# Airbag Weight Sensor Issue



## GeorgiaTechFrontier (Apr 17, 2006)

When my wife is riding shotgun in her Altima (when I'm driving), frequently the passenger airbag light comes on above the radio to indicate that passenger airbag is off. I know that the airbag is connected to a weight sensor that is triggered around 60 lbs. If there is weight on the seat less than 60 lbs, like a child, then the airbag won't be armed. However, its a little unsettling for her to know that her airbag isn't on when she is in the seat. She does tend to sit with her legs crossed, so my best guess is that she is only partially on the sensor, but has anyone else experienced this. It doesn't happen 100% of the time, but it does enough to make us wonder if the sensor is faulty, or if it is just undersized for the way she sits.

Thanks!


----------



## Quadrider (Sep 14, 2008)

I notice if my daughter sits with her weight more towards the front of the seat, the light comes on. Sensor must be located towards the rear of the seat.


----------



## gigascott (May 5, 2006)

Yeah, I have experienced the same thing with my wife. I have talked to several people at the dealership about the weight the sensor is set to and I got several different answers. The main tech there said it was set to around 85 lbs. My wife weighs around 110 lbs. it she sets it off. I suspect there is something wrong with the sensor or the sensor just isn't placed in a location to get an accurate reading. 

-gigascott


----------



## Quadrider (Sep 14, 2008)

I'm an heavy equipment mechanic and we have some new forklifts that the sensor is in the back-center of the seat & and if smaller operators are turned around driving backwards, the machine thinks their is no operator in the seat and automatically puts the tranny in nuetral.


----------



## Quadrider (Sep 14, 2008)

Their isn't anything wrong with the sensor. It is placed for "proper" occupant placement. Just like how crash test dummies are placed.
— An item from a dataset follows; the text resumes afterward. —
PR #5020, opened 2020-09-29
Add values to linkerd-config

### LINKED ISSUE #5008: Add Values to linkerd-config
Linkerd stores its configuration in a `ConfigMap/linkerd-config` resource containing 3 files: `global`, `install`, and `proxy`.  Each of these files contains a protobuf defined config structure.  In an effort to simplify the install and upgrade code, we are moving away from these config structures in favor of using the Helm values directly.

Maybe if the auto manufacturers realized that we are not crash test dummies and need to move around in the seat alittle after sitting for a while, these issues wouldn't happen.


----------



## Quick69GTO (Jun 8, 2008)

I would say something is wrong with the sensor.
My wife used to drive with her purse (less than 5lbs) on the passenger seat of our 2008 Altima. The passenger airbag light used to go on and off on her.
She moved her purse to the passenger floor and it stopped.
I figure, the only reason why the sensor is there, is to reduce insurance costs in case of an airbag deployed type of accident with just the driver in the car.


----------



## vrefron (Dec 18, 2007)

there's now a recall for this. Call your dealership.


----------